Beauftragte der Gemeinde
Behindertenbeauftragter

Hüttlingen tritt der Erklärung "Die Stadt und die Behinderten bei".

Anlässlich des Europäischen Kongresses "Die Stadt und die Behinderten" am 23. und  24. März 1995 in Barcelona, Spanien, haben sich Städte unter anderem darauf verständigt,

dass die Würde und der Wert einer Person ureigene Privilegien sind, die allen Menschen innewohnen, unabhängig von ihrem Geschlecht, ihrer Rasse, ihrem Alter und ihrer Begabung;

Dass die Stadt als weit verbreitete Gesellschaftsform in allen Kulturkreisen auf unserem Planeten eine Verpflichtung hat, die nötigen Mittel und Ressourcen für Chancengleichheit, Wohlstand und Mitbestimmung aller ihrer Bürgerinnen und Bürger bereitzustellen;

Dass die Grenzen zwischen Normalität und Behinderung so gut wie nicht begrifflich festgelegt sind, und deshalb die Unterschiede zwischen den Bürgerinnen und Bürgern als Teil der Vielfalt verstanden werden müssen, die die Gesellschaft ausmacht.

Dass die Menschen mit Behinderungen ein Anrecht auf technische und soziale Beihilfen haben, durch die die Folgen ihrer Behinderungen weitgehend eingedämmt werden können, und ein Anrecht darauf haben, dass die Politik und die Politiker sich für die Gleichbehandlung Behinderter einsetzen.

Als erste Gemeinde in der Region ist die Gemeinde Hüttlingen mit Beschluss des Gemeinderates vom 13.November 2004 der 1995 in Barcelona verfassten Erklärung „Die Stadt und die Behinderten“ beigetreten.

Zur Umsetzung der in der Erklärung „Die Stadt und die Behinderten“ erklärten Ziele hat der Gemeinderat Hüttlingen in der Sitzung des Gemeinderates vom 13. November 2003 ein Konzept „Barrierefreies Hüttlingen“ verabschiedet.

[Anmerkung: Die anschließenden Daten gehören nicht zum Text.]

PR #1830, opened 2019-02-25
[risk=no] convert annotation definition modals to react

panentheos:
This converts the 'add' and 'edit' modals for annotation definitions. The basic UX is the same, but there are several improvements, mostly around validation and error handling. It also standardizes the visual styles.


ui/src/app/cohort-review/annotation-definition-modals/annotation-definition-modals.component.tsx
```diff
@@ -0,0 +1,284 @@
...
+      saving: false
+    };
+  }
+
+  async create() {
+    try {
+      const {onCreate, urlParams: {ns, wsid, cid}} = this.props;
+      const {name, annotationType, enumValues} = this.state;
+      this.setState({saving: true});
+      const newAd = await cohortAnnotationDefinitionApi().createCohortAnnotationDefinition(
```
blrubenstein: Nit: I'd call this `newAnnotationDefinition`, especially since it isn't used very often? I think its more understandable.

Also, can this be inlined below?

panentheos: It could be inlined, yes. I usually do it this way for readability, to highlight the `await`, otherwise it can get lost inside the expression. The other confounding issue here is that a longer name would go past the line limit and require additional restructuring. (FWIW I don't like line limits for that reason, but that's another discussion)

PR #1831, opened 2019-02-25
[RW-2195][risk=no] Convert Bug Report

jacmrob:


ui/src/app/views/admin-review-workspace/component.html
```diff
@@ -34,4 +34,6 @@ <h3 class="modal-title">Error:</h3>
     <span class="loading-text">Loading workspaces for review...</span>
   </div>
 </ng-template>
-<app-bug-report></app-bug-report>
\ No newline at end of file
+<app-bug-report *ngIf="bugReportOpen"
```
blrubenstein: I don't know if we actually have this automatic bug report thing anywhere else. This may be able to just be removed.

ui/src/app/views/bug-report/component.tsx
```diff
@@ -0,0 +1,139 @@
...
+      submitting: false,
+      sendBugReportError: false,
+      bugReport: {...this.emptyBugReport,
+        shortDescription: props.bugReportDescription || '',
+        contactEmail: props.profileState.profile.username
+      }
+    };
+  }
+
+  async send() {
```
panentheos: nit: Using `async` here suggests that the function will use `await` on promises, but it doesn't.

ui/src/app/views/bug-report/component.tsx
```diff
@@ -0,0 +1,139 @@
...
+import {AlertDanger} from 'app/components/alert';
+import {Button} from 'app/components/buttons';
+import {ClrIcon} from 'app/components/icons';
+import {Modal, ModalBody, ModalFooter, ModalInput, ModalTitle} from 'app/components/modals';
+import {
+  BugReport,
+  BugReportType,
+  Profile
+} from 'generated/fetch';
+import * as React from 'react';
```
blrubenstein: Nit: I'd bump library imports to the top, and separate out the generated into its own import block.

ui/src/app/views/signed-in/component.html
```diff
@@ -93,4 +93,6 @@ <h6 style="padding: 0.5rem;">
     <app-routing-spinner></app-routing-spinner>
   </div>
 </div>
-<app-bug-report></app-bug-report>
+<app-bug-report *ngIf="bugReportOpen"
```
panentheos: TOL: If we want to be able to launch this arbitrarily on any page, we could think about making it a more global piece of infrastructure at some point, e.g. rendering it at the top level of the app and driving it off some global state.

ui/src/app/views/bug-report/component.tsx
```diff
@@ -0,0 +1,139 @@
...
+  }
+
+  render() {
+    const {bugReport, submitting, sendBugReportError} = this.state;
+    const {onClose} = this.props;
+    return <Modal width={700} loading={submitting}>
+      <ModalTitle style={{fontWeight: 400}}>Submit a Bug</ModalTitle>
+      <ModalBody>
+        <label className='required' style={styles.fieldHeader}>Description: </label>
+        <ModalInput value={bugReport.shortDescription}
```
panentheos: This should use `TextInput`. `ModalInput` should be deprecated, actually. (Note that the `onChange` parameter on `TextInput` is different)

ui/src/app/views/bug-report/component.tsx
```diff
@@ -0,0 +1,139 @@
...
+                onChange={(e) => {this.setState(
+                  {bugReport: {
+                    ...bugReport,
+                    bugReportType: e.target.value as unknown as BugReportType}
+                  }); }}>
+          <option value={BugReportType.APPLICATION}>Workbench Application</option>
+          <option value={BugReportType.DATA}>Data Quality</option>
+        </select>
+        <label style={styles.fieldHeader}>How to Reproduce: </label>
+        <textarea onChange={(v) => {bugReport.reproSteps = v.target.value; } }/>
```
panentheos: This should use `TextArea`. (And note different `onChange` signature)

ui/src/app/views/bug-report/component.tsx
```diff
@@ -0,0 +1,139 @@
...
+        <div style={{display: 'flex', flexDirection: 'row', marginTop: '1rem'}}>
+          <input type='checkbox'
+                 defaultChecked={bugReport.includeNotebookLogs}
```
panentheos: nit: You should be able to use `checked` rather than `defaultChecked` here.

ui/src/app/views/bug-report/component.tsx
```diff
@@ -0,0 +1,139 @@
...
+                   {bugReport: {
+                     ...bugReport,
+                     includeNotebookLogs: !bugReport.includeNotebookLogs
+                   }})}
+          />
+          <label style={{...styles.fieldHeader, marginTop: '0rem', marginLeft: '0.2rem'}}>
+            Attach notebook logs? </label>
+        </div>
+        <label style={styles.fieldHeader}>Contact Email: </label>
+        <ModalInput value={bugReport.contactEmail}
```
panentheos: `TextInput`

ui/src/app/views/bug-report/component.tsx
```diff
@@ -0,0 +1,139 @@
...
+  render() {
+    const {bugReport, submitting, sendBugReportError} = this.state;
+    const {onClose} = this.props;
+    return <Modal width={700} loading={submitting}>
+      <ModalTitle style={{fontWeight: 400}}>Submit a Bug</ModalTitle>
+      <ModalBody>
+        <label className='required' style={styles.fieldHeader}>Description: </label>
+        <ModalInput value={bugReport.shortDescription}
+                    onChange={(v) => this.setState({bugReport:
+                        {...bugReport, shortDescription: v.target.value}})}/>
```
panentheos: FYI, lodash has some nice utils for performing deep updates on data structures. See `_.set` and `_.update` for useful ones.

ui/src/app/views/bug-report/component.tsx
```diff
@@ -0,0 +1,139 @@
...
+  async send() {
+    this.setState({submitting: true, sendBugReportError: false});
+    bugReportApi().sendBugReport(this.state.bugReport).then(() => {
+      this.setState({submitting: false});
+      this.props.onClose();
+    }
+    ).catch(() => {
+      this.setState({sendBugReportError: true, submitting: false});
+    });
+
```
blrubenstein: Nit: Remove extra space.

ui/src/app/views/bug-report/component.tsx
```diff
@@ -0,0 +1,139 @@
...
+    const {bugReport, submitting, sendBugReportError} = this.state;
+    const {onClose} = this.props;
+    return <Modal width={700} loading={submitting}>
+      <ModalTitle style={{fontWeight: 400}}>Submit a Bug</ModalTitle>
+      <ModalBody>
+        <label className='required' style={styles.fieldHeader}>Description: </label>
+        <ModalInput value={bugReport.shortDescription}
+                    onChange={(v) => this.setState({bugReport:
+                        {...bugReport, shortDescription: v.target.value}})}/>
+        <label className='required' style={styles.fieldHeader}>Bug Type: </label>
```
blrubenstein: Could you add validation with the validate.js library here? Just to make sure we handle validation cleanly and consistently?

ui/src/app/views/bug-report/component.tsx
```diff
@@ -0,0 +1,139 @@
...
+          <option value={BugReportType.APPLICATION}>Workbench Application</option>
+          <option value={BugReportType.DATA}>Data Quality</option>
+        </select>
+        <label style={styles.fieldHeader}>How to Reproduce: </label>
+        <textarea onChange={(v) => {bugReport.reproSteps = v.target.value; } }/>
+        <div style={{display: 'flex', flexDirection: 'row', marginTop: '1rem'}}>
+          <input type='checkbox'
+                 defaultChecked={bugReport.includeNotebookLogs}
+                 onClick={() => this.setState(
+                   {bugReport: {
```
calbach: nit: may want to use the `updater` form here with `fp.set` throughout here. It is technically possible state may have changed before this update gets triggered.

ui/src/app/views/signed-in/component.html
jacmrob: I dunno if it is global state though because we want to open it conditionally with certain parameters when we trigger certain errors

ui/src/app/views/bug-report/component.tsx
jacmrob: it was giving me a complier error

ui/src/app/views/signed-in/component.html
calbach: Driveby: What is TOL? (I'm assuming it's not Throne of Lies).

Also I think Brett means the global state would be "show or not show BugReport". The determination as to whether you toggle visibility could still be made at the component level (i.e. here). It feels like there's a good argument for making this component more of a singleton - the modal is already rendered in global scope, and you'd never want to open multiple separate bug report modals simultaneously.

panentheos: Heh, sorry. TOL means 'thinking out loud'. Terra started using it as a way to suggest longer-term ideas that are relevant but shouldn't necessarily be part of the current PR.

And yes, that was what I was thinking regarding the bug report modal. With that in place, any code path could just call e.g. `openBugReportModal('subject')` without having to manage its own instance of it.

Die offizielle Unterzeichnung der Beitrittserklärung durch Bürgermeister Günter Ensle fand nun am 05.03.2004 in Anwesenheit des Vorsitzenden des örtlichen VdK Ronald Weinschenk und des Behindertenbeauftragten der Gemeinde Hüttlingen Eberhard Schäffner statt.

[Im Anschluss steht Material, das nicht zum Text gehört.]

PR #1834, opened 2019-02-25
[RW-2107] adding data set page

UrsaStutsman:
For feedback from Scout

### DIFF
--- a/ui/src/app/app-routing.module.ts
+++ b/ui/src/app/app-routing.module.ts
@@ -219,7 +219,7 @@ const routes: Routes = [
                 path: 'data/datasets',
                 component: DataSetComponent,
                 data: {
-                  title: 'DataSet Page',
+                  title: 'Dataset Page',
                   breadcrumb: {
                     value: 'Dataset'
                   }
--- a/ui/src/app/app-routing.module.ts
+++ b/ui/src/app/app-routing.module.ts
@@ -221,7 +221,7 @@ const routes: Routes = [
                 data: {
                   title: 'DataSet Page',
                   breadcrumb: {
-                    value: 'DataSet'
+                    value: 'Dataset'
                   }
                 }
               },
--- a/ui/src/app/app-routing.module.ts
+++ b/ui/src/app/app-routing.module.ts
@@ -29,6 +29,7 @@ import {ConceptSetResolver} from './resolvers/concept-set';
 import {WorkspaceResolver} from './resolvers/workspace';
 
 import {DataPageComponent} from 'app/views/data-page/component';
+import {DataSetComponent} from 'app/views/dataset/component';
 import {environment} from 'environments/environment';
 import {NavStore} from './utils/navigation';
 import {SignInComponent} from './views/sign-in/component';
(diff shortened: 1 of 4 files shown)


ui/src/app/app-routing.module.ts
```diff
@@ -214,6 +215,16 @@ const routes: Routes = [
                   }
                 }
               },
+              {
+                path: 'data/datasets',
+                component: DataSetComponent,
+                data: {
+                  title: 'DataSet Page',
```
blrubenstein: I’d probably do `Dataset` or `Data Set` rather than `DataSet` for anything user facing? Keri would have a solid answer there?

ui/src/app/views/dataset/component.tsx
```diff
@@ -0,0 +1,99 @@
...
+          variables and values for one or more of your cohorts. Then export the completed dataset
+          to Notebooks where you can perform your analysis</div>
+      </FadeBox>
+      <div style={{display: 'flex'}}>
+        <div style={{marginLeft: '1.5rem', marginRight: '1.5rem', width: '33%'}}>
+          <h2>Select Cohorts</h2>
+          <div style={{backgroundColor: 'white', border: '1px solid #E5E5E5'}}>
+            <div style={styles.selectBoxHeader}>
+              Cohorts
+              <ClrIcon shape='plus-circle' class='is-solid' style={styles.addIcon}/>
```
blrubenstein: I think the + should probably route to the cohort builder?

ui/src/app/views/dataset/component.tsx
```diff
@@ -0,0 +1,99 @@
...
+            <div style={{height: '8rem'}}/>
+          </div>
+        </div>
+        <div style={{width: '58%'}}>
+          <h2>Select Concept Sets</h2>
+          <div style={{display: 'flex', backgroundColor: 'white', border: '1px solid #E5E5E5'}}>
+            <div style={{flexGrow: 1}}>
+              <div style={{...styles.selectBoxHeader, borderRight: '1px solid #E5E5E5'}}>
+                Concept Sets
+                <ClrIcon shape='plus-circle' class='is-solid' style={styles.addIcon}/>
```
blrubenstein: Likewise should probably open the new concept set modal

blrubenstein:
I think I saw that createConceptSet modal error when I was doing my work, I believe it has to do with null vs undefined check? I don't recall exactly though.

UrsaStutsman:
@blrubenstein I think I addressed everything. I also disabled the save button. And the problem with the concept sets was somehow I missed adding the componentDidMount which loads the concept domain info. I am getting those same Snyk errors again, so not sure if I can merge, or if we're still not blocking on those.

UrsaStutsman:
Screenshot: (Blank spaces are TODO's for cards: RW-2095 and RW-2098)
workspaces-screenshot

ui/src/app/views/dataset/component.tsx
```diff
@@ -0,0 +1,147 @@
...
+          </div>
+        </div>
+      </FadeBox>
+      <FadeBox style={{marginTop: '1rem'}}>
+        <div style={{backgroundColor: 'white', border: '1px solid #E5E5E5'}}>
+          <div style={{...styles.selectBoxHeader, display: 'flex', position: 'relative'}}>
+            <div>Preview Dataset</div>
+            <div style={{marginLeft: '1rem', color: '#000000', fontSize: '14px'}}>A visualization
+              of your data table based on the variable and value you selected above</div>
+            <Button style={{position: 'absolute', right: '1rem', top: '.25rem'}} disabled={true}>
```
jacmrob: why setting disabled to true here?  if it's for code that hasn't been written yet add a comment?

blrubenstein:
@UrsaStutsman sounds good! This looks great.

Die Unterzeichnung sei mehr als nur ein Zeichen des guten Willens. Ganz konkrete Maßnahmen, vor allem baulicher Art stecke in der beschlossenen Konzeption „Barrierefreies Hüttlingen“. Nach einer Aufnahme des Ist-Zustandes soll eine entsprechende Prioritätenliste aufgestellt werden. 

„Die Menschen werden immer älter, eine barrierefreie Gemeinde kommt so auch der heute noch jungen Generation zugute,“ erklärte der Bürgermeister. 

Als Behindertenbeauftragter hat sich Eberhard Schäffner verpflichtet eng mit den Behinderten- und Sozialverbänden zusammen zu arbeiten. Vor allem Information sei wichtig. Er verwies auf bereits geschaffene behindertengerechte Maßnahmen, wie Rollstuhlrampe an der Bücherei oder behindertengerechte WC´s im Rathaus, der Limeshalle und TSV-Halle. 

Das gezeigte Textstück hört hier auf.